Der Kondensator verhindert Schwingungen der geschlossenen Regelschleife. Wenn´s schwingt den Wert vergrössern. Der Widerstand vor dem MOSFET-Gate sollte im Bereich von 50-250 Ohm liegen, bei einem NPN kann er kleiner (min. 20 Ohm) sein, ganz weglassen sollte man ihn nicht.


----------



## Mbeti (12 Februar 2020)

Verstehe ich das richtig, also einfach einen Spannungsteiler für den Ausgang der SPS(10k und 200) und parallel zum 200 einen 1 Ohm widerstand der an den Eingang des OP?


----------



## Gleichstromer (13 Februar 2020)

Der Spannungsteiler reduziert die 0-10V aus der SPS auf die erforderlichen 0-200mV für Vin, die Spannung am nichtinvertierenden Eingang (In+) des OP. Die Widerstände des Spannungsteiler müssen dafür das Verhältnis 10 zu 0,2 haben, also genaugenommen z. B. 9,8 kOhm und 200 Ohm.

Mit dem 1-Ohm Widerstand ist der in der Schaltung gemeint. Bei 0-200mA fallen daran 0-200mV ab, diese Spannung liegt dann am invertierenden Eingang (In-) des OP an. 

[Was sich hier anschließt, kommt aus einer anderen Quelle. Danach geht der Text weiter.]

PR #1476, opened 2021-02-06
US123706 added Attempt Conditions to dialog

me-louie:
- Adding basic UI for the Attempts Conditions editor, some todos remain for info to be fetched from Attempts entity
- Edited `handleClose` method in `Dialog Mixin` to prevent parent dialog from being closed when child dialog is closed
- Renamed some methods to include 'Editor'
- Double checked that everything also looks good in RTL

Der OP regelt seine Ausgangsspannung so, dass die Differenz der Eingangsspannungen Null wird. Also bei einem Vorgabewert von 135 mV an In+ wird der OP den Transistor so ansteuern, dass die Spannung an In- auch 135mV ist, was bei dem 1-Ohm Widerstand 135mA entspricht.


----------



## Mbeti (13 Februar 2020)

Habe da mal eine Skizze gemacht... Bitte um Kommentar oder Berichtigung...


----------



## Heinileini (13 Februar 2020)

gleichstromer schrieb:


> die widerstände des spannungsteiler müssen dafür das verhältnis 10 zu 0,2 haben, also genaugenommen z. B. *R7 = *9,8 kohm und *R6 = *200 ohm.


R4 = 0 Ohm. . . . . .


----------



## Mbeti (13 Februar 2020)

Das habe ich eigentlich schon gemeint jedoch vergessen nachzutragen.... Aber sonst i.o. ?


----------



## PN/DP (13 Februar 2020)

Was ist das für eine SPS-Baugruppe, deren 0-10V-Ausgang Du mit 100 Ohm belasten willst? Üblich sind Lastimpedanzen im kOhm Bereich.

Harald


----------



## Gleichstromer (14 Februar 2020)

Grundsätzlich ist das so in Ordnung. Ich habe mal noch eine  Freilaufdiode ergänzt, ich kenne mich mit Proportionalventilen nicht  aus, aber bei einer induktiven Last ist das angebracht.
C1 hab ich etwas größer gewählt, eventuell muss er noch größer werden, so bis 100nF. Wichtig ist, das überhaupt einer in der Schaltung ist.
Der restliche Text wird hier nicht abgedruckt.